AIM OF THE TASK: Below are some records. Return exactly the lines from the one containing "It's unclear what" through the one containing "Normal, probably return", both included, and only those.

GIVEN ENTRIES:
PR #6138, opened 2022-03-16
Search pkgconf system libs/cflags

jameshilliard:
We need to search the system paths as well from pkg-config for some packages to be found properly.

### DIFF
--- a/setup.py
+++ b/setup.py
@@ -252,8 +252,8 @@ def _cmd_exists(cmd):
 def _pkg_config(name):
     try:
         command = os.environ.get("PKG_CONFIG", "pkg-config")
-        command_libs = [command, "--libs-only-L", name]
-        command_cflags = [command, "--cflags-only-I", name]
+        command_libs = [command, "--libs-only-L", "--keep-system-libs", name]
+        command_cflags = [command, "--cflags-only-I", "--keep-system-cflags", name]
         if not DEBUG:
             command_libs.append("--silence-errors")
             command_cflags.append("--silence-errors")
--- a/setup.py
+++ b/setup.py
@@ -250,28 +250,32 @@ def _cmd_exists(cmd):
 
 
 def _pkg_config(name):
-    try:
-        command = os.environ.get("PKG_CONFIG", "pkg-config")
-        command_libs = [command, "--libs-only-L", "--keep-system-libs", name]
-        command_cflags = [command, "--cflags-only-I", "--keep-system-cflags", name]
-        if not DEBUG:
-            command_libs.append("--silence-errors")
-            command_cflags.append("--silence-errors")
-        libs = (
-            subprocess.check_output(command_libs)
-            .decode("utf8")
-            .strip()
-            .replace("-L", "")
-        )
-        cflags = (
-            subprocess.check_output(command_cflags)
-            .decode("utf8")
-            .strip()
-            .replace("-I", "")
-        )
-        return libs, cflags
-    except Exception:
-        pass
+    command = os.environ.get("PKG_CONFIG", "pkg-config")
+    for keep_system in (True, False):
+        try:
+            command_libs = [command, "--libs-only-L", name]
+            command_cflags = [command, "--cflags-only-I", name]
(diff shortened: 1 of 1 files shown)


radarhere:
> some packages

Could you elaborate on this a bit? It's potentially helpful to have this information to refer back to.

jameshilliard:
> Could you elaborate on this a bit?

Zlib and anything that has headers in the normal system libs/include folders seems to not get their headers picked up without this change.

I think this issue is mostly going to be something people hit when cross compiling since the prefix based system libs/include folder would probably work in most of the usual cases(searching in `sys.prefix` will not work when cross compiling since it points to the host toolchain prefix rather than the target toolchain sysroot prefix):
https://github.com/python-pillow/Pillow/blob/0cf072db39bf1868575c625fc4403f388e5d47d4/setup.py#L494-L495

When cross compiling we try and make sure pkg-config points to the correct target sysroot however.

jameshilliard:
@radarhere FYI there's some additional background/discussion around this issue [here](https://lore.kernel.org/buildroot/CA+_SqVYy6DXFsQ26VmAwhsjGjo232fqAH=WQbnMk9cJQwg=JzQ@mail.gmail.com/).

jameshilliard:
@radarhere Tests should be passing now, I've re-based on `main` with #6229.

radarhere:
Yes, the tests will pass now, but the failure revealed a problem - on main, [libtiff is detected](https://github.com/python-pillow/Pillow/runs/6089745828#step:8:37). On this branch, [it is not.](https://github.com/python-pillow/Pillow/runs/6103156939#step:8:37)

jameshilliard:
> On this branch, [it is not.](https://github.com/python-pillow/Pillow/runs/6103156939#step:8:37)

Weird, on ubuntu 20.04 with `libtiff-dev` installed it seems to get detected fine for me.

jameshilliard:
FYI there's a repo setting you can change so that you don't have to manually approve most workflows in pull requests:
Screen Shot 2022-04-22 at 12 17 36 PM

radarhere:
Ok, I [stopped `_pkg_config` from catching exceptions](https://github.com/radarhere/Pillow/commit/8b654dcef5559d09b235fc5d2c262b6704955103), and it turned out there was an error occurring - "[Unknown option --keep-system-libs](https://github.com/radarhere/Pillow/runs/6139685074?check_suite_focus=true#step:7:31)".

If I try on my macOS machine,
```
$ pkg-config --keep-system-libs
Unknown option --keep-system-libs
$ pkg-config --keep-system-cflags
Unknown option --keep-system-cflags
```

So I guess those options are only available in certain environments. What is surprising though is that you say the flag works for you on your copy of Ubuntu 20.04, but it doesn't in GitHub Actions. Any ideas why that might be?

Perhaps a solution would be to try `--keep-system-libs` first, and then to try again without it if it doesn't work? https://github.com/jameshilliard/Pillow/pull/1

jameshilliard:
> What is surprising though is that you say the flag works for you on your copy of Ubuntu 20.04, but it doesn't in GitHub Actions. Any ideas why that might be?

Yeah, not sure why that is happening.

> Perhaps a solution would be to try `--keep-system-libs` first, and then to try again without it if it doesn't work?

That seems to work for me, merged to my branch here.

radarhere:
The version number is was helpful, thanks - I think you are using pkgconf, not pkg-config.

https://pkgs.org/download/pkg-config
pkgconf

There is apparently a "[compatibility interface](https://fedoraproject.org/wiki/Changes/pkgconf_as_system_pkg-config_implementation#Detailed_Description)" that means you can run it as pkg-config, hence the confusion.

jameshilliard:
Ah, yeah, guess that explains why the fallback is needed for some systems.

radarhere (approved):

jameshilliard:
Rebased on [`python-pillow:main`](https://github.com/python-pillow/Pillow).

jameshilliard:
@radarhere This good to merge or anything else I should do?

PR #6141, opened 2022-03-18
Do not always require ctypes in tests

radarhere:
https://github.com/python-pillow/Pillow/blob/f3a3b20c51035969e585583e7340c80bf28caef3/Tests/test_image_access.py#L8

This import at the top level of test_image_access.py, but is only used on [non-CI Windows](https://github.com/python-pillow/Pillow/blob/f3a3b20c51035969e585583e7340c80bf28caef3/Tests/test_image_access.py#L402). This PR moves the import so that if a user doesn't have setuptools installed, that doesn't stop them from running our test suite.

test_image_access.py and test_imagewin_pointers.py similarly always import ctypes for tests that only run on Windows. I have moved those imports as well.

test_file_libtiff.py imports ctypes to calculate libtiff will transform a specific value into. I've just run that calculation now, recorded the value and removed the import.

### DIFF
--- a/Tests/test_image_access.py
+++ b/Tests/test_image_access.py
@@ -1,4 +1,3 @@
-import ctypes
 import os
 import subprocess
 import sys
@@ -404,6 +403,8 @@ class TestEmbeddable:
         "not from shell",
     )
     def test_embeddable(self):
+        import ctypes
+
         with open("embed_pil.c", "w") as fh:
             fh.write(
                 """
--- a/Tests/test_file_libtiff.py
+++ b/Tests/test_file_libtiff.py
@@ -4,7 +4,6 @@ import itertools
 import os
 import re
 from collections import namedtuple
-from ctypes import c_float
 
 import pytest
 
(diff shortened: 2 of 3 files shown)


radarhere:
Ok, I've taken out the setuptools change.

Tests/test_image_access.py
```diff
@@ -404,6 +403,8 @@ class TestEmbeddable:
         "not from shell",
     )
     def test_embeddable(self):
+        import ctypes
```
hugovk, line 406: Any reason to move this here (and in the other file)? Is it sometimes slow to import? 

PEP 8 says to put them at the top, but I think it's fine to move slow imports to where they're needed, if they're not always run.

radarhere: ctypes is an optional module, so it may not be supported by the user's Python installation. If they are on macOS or Linux, we shouldn't block them from running our test suite because a dependency for Windows tests are missing.

If that sounds obscure, my personal motivation for this is that when trying to add musllinux to pillow-wheels, [I found that ctypes was failing](https://github.com/radarhere/pillow-wheels/runs/5582403106#step:4:6554). After [my attempt to fix ctypes failed](https://github.com/multi-build/docker-images/pull/30), I thought I'd try and remove ctypes instead since it wasn't really needed for that build.

I also discovered I'm not the only one who has thought about optionally importing ctypes. [Most of the time, setuptools only imports ctypes where it is needed.](https://github.com/pypa/setuptools/pull/3178)

If you think this isn't a generally helpful thing though, we can close it and I can go back to trying to fix ctypes on musllinux.

hugovk: Ah, if it's optional, that's a good reason. And if it helps unblock musllinux, that's also a very good reason! Thanks!

radarhere: I was able to fix ctypes for musllinux after all, in https://github.com/multi-build/docker-images/pull/32

Issue #5944, opened 2022-01-08
Trying to save a (0, 0) image creates an unreadable file


NewUserHa:
### What did you do?
```python
from PIL import Image
Image.new("RGB",(0,0)).save('test.png') # `.png` or `.jpg` or `.tiff`
```

### What did you expect to happen?
no file should be created on disk because there's an `SystemError: tile cannot extend outside image` error.
(https://github.com/python-pillow/Pillow/issues/5931#issuecomment-1007142950 for jpg, libjpeg seems not support size 0 0)

### What actually happened?
throw `SystemError: tile cannot extend outside image`
a ~33 bytes file is on disk, which is unable to read via pillow and other viewer No matter the extension is `.png` or `.jpg` or `.tiff`

### What are your OS, Python and Pillow versions?
* OS: win10 1803
* Python: 3.8.10
* Pillow: 9.0.0

radarhere:
I've created PR #5947 to resolve this.

NewUserHa:
rather than removing file, why not create file only if there's no error?

radarhere:
Ok, i've updated #5947 to use that method, rather than my original suggestion of removing the saved image after an error.

radarhere:
I've restored my original idea of removing the file after the error as a new PR, #6134. I'm skeptical about the idea of forcing files to live in memory simply to handle this edge case.

radarhere:
Yes, if the user is asking Pillow to overwrite an existing file with the image, a corrupted image will still be saved.
But I think that this is a rare situation, and forcing all users to keep their images in memory to handle this is an extreme solution.

I don't understand your comment about `created = not os.path.exists(filename)`. It is before `builtins.open` because it is checking whether or not Pillow is creating the file. If Pillow is creating the file, then I feel ok about removing it. If the file was already on disk, then I think the user would not expect their file to be deleted after Pillow failed to save to it.

NewUserHa:
what about: "before modifying on disk, check if it is saveable" OR
"use temp file then move to the place, like that the browsers download files does"?

ok. I thought it was to check if the file is `created` by the pillow

radarhere:
It's unclear what "check if it is saveable" means without a significant change to how Pillow plugins work.

Using a temporary file is possible, but again, it seems like a sizeable change to how Pillow operates, and this issue seems like a rare situation. Feel free to argue otherwise if you think this is a common situation, and my PR doesn't address it.

NewUserHa:
[...]

Issue #5931, opened 2022-01-04
size 0,0 image use `.save()`/`.tobytes()` throw `SystemError: tile cannot extend outside image`


NewUserHa:
### What did you do?
Create a size (0,0) image instead of None, for convenient in coding,
```python
x.width
x.height
# other stuffs
x.tobytes()
```
to get rid of
```python
if x:
    x.width
    x.height
   # other stuffs
    x.tobytes()
```

### What did you expect to happen?
Normal, probably return `b''`

### What actually happened?
```python
---------------------------------------------------------------------------
SystemError                               Traceback (most recent call last)
<ipython-input-0-d240cdef7328> in <module>
----> 1 Image.new("RGB",(0,0)).tobytes()

c:\program files\python38\lib\site-packages\PIL\Image.py in tobytes(self, encoder_name, *args)
    720         # unpack data
    721         e = _getencoder(self.mode, encoder_name, args)
--> 722         e.setimage(self.im)
    723
    724         bufsize = max(65536, self.size[0] * 4)  # see RawEncode.c

SystemError: tile cannot extend outside image
```
### What are your OS, Python and Pillow versions?

* OS: Win10 1803
* Python: 3.8.10
* Pillow: 9.0.0

```python
from PIL import Image
Image.new("RGB",(0,0)).tobytes()
```

NewUserHa:
`.save` throw the same error as well.

radarhere:
Just to be clear, what format are trying to save the image as?

NewUserHa:
the `.save` is `.jpg`

radarhere:
When I try and save a (0, 0) JPEG, if I push past the Pillow error, I get "Empty JPEG image (DNL not supported)" which is coming from libjpeg itself - https://github.com/freedesktop/libjpeg/blob/b4f886fcbb692e20fb4da4e6e3ead57f79444734/jcmaster.c#L54-L57. So it doesn't look like it is possible to create a (0, 0) JPEG file.

I've created PR #5938 to fix the error coming from `tobytes()`.

NewUserHa:
I searched a few minutes, it seems like .jpg, .png don't support size 0x0 image. but no info for .tiff and other formats.

PR #6159, opened 2022-03-28
Raise ValueError when trying to save empty JPEG

radarhere:
Suggested in https://github.com/python-pillow/Pillow/issues/5944#issuecomment-1079934111

The JPEG format [does not support saving an image with zero width or height](https://github.com/python-pillow/Pillow/issues/5931#issuecomment-1007142950). This PR raises a ValueError for the situation, rather than the SystemError that is currently raised.

### DIFF
--- a/Tests/test_file_jpeg.py
+++ b/Tests/test_file_jpeg.py
@@ -68,6 +68,13 @@ class TestFileJpeg:
             assert im.format == "JPEG"
             assert im.get_format_mimetype() == "image/jpeg"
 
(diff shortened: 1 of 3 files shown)


hugovk (approved):
Looks good.

Optional suggestion: this could even be the very first check before the `OSError`, as it's arguably a more fundamental problem than changing the mode.

radarhere:
Ok, done.

hugovk:
Thanks!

RESULT FOR THIS TASK:
It's unclear what "check if it is saveable" means without a significant change to how Pillow plugins work.

Using a temporary file is possible, but again, it seems like a sizeable change to how Pillow operates, and this issue seems like a rare situation. Feel free to argue otherwise if you think this is a common situation, and my PR doesn't address it.

NewUserHa:
[...]

Issue #5931, opened 2022-01-04
size 0,0 image use `.save()`/`.tobytes()` throw `SystemError: tile cannot extend outside image`


NewUserHa:
### What did you do?
Create a size (0,0) image instead of None, for convenient in coding,
```python
x.width
x.height
# other stuffs
x.tobytes()
```
to get rid of
```python
if x:
    x.width
    x.height
   # other stuffs
    x.tobytes()
```

### What did you expect to happen?
Normal, probably return `b''`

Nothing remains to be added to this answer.